Fwd: Roots of an equation
- To: mathgroup at smc.vnet.net
- Subject: [mg6655] Fwd: [mg6582] Roots of an equation
- From: BobHanlon at aol.com
- Date: Wed, 9 Apr 1997 00:34:22 -0400 (EDT)
- Sender: owner-wri-mathgroup at wolfram.com
Attempting to directly solve the equation using
Solve[1/x^4 + 1/y^2 + 2 == (1/(y^2 - x^2) )^(5/3), y]

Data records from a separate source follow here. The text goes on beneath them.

PR #17819, opened 2025-11-04
fix: allow Ctrl+C to copy selected text in Details Pane

Rahul2322-P:
Fixed the bug where Ctrl+C was copying the file instead of the selected text in the Details Pane.
Changed args.Handled = true to args.Handled = false in OnCopyInvoked().
Now, when a text field is focused, Ctrl+C copies the text as expected.


yair100:
@Rahul2322-P thank you for the PR. I'm not seeing how this solves the issue, can you please clarify?

yair100:
This PR is superseded by #17825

does not work and results in exceeding the memory allocation. Consequently,
a numerical solution is required.
Module[{x, y}, Table[{x, y /.
NSolve[1/x^4 + 1/y^2 + 2 == (1/(y^2 - x^2) )^(5/3), y]},
{x, -5, 5, 2}]] // Timing
{5.56667 Second,{{-5,{-5.06477,5.06477}},{-3,{-3.10448,
3.10448}},{-1,{-1.20712,1.20712}},{1,{-1.20712,1.20712}},{
3,{-3.10448,3.10448}},{5,{-5.06477,5.06477}}}}
As expected, the function is multivalued with even symmetry about both axis.
Note that the timing reflects that the use of NSolve is slow (this is on a
Power Computing 604e running at 225 Mhz).
f1[x_ /; x == 0] := 0;
f1[x_] := Module[{y}, y /. NSolve[
1/x^4 + 1/y^2 + 2 == (1/(y^2 - x^2) )^(5/3), y][[2]]]; (* positive *)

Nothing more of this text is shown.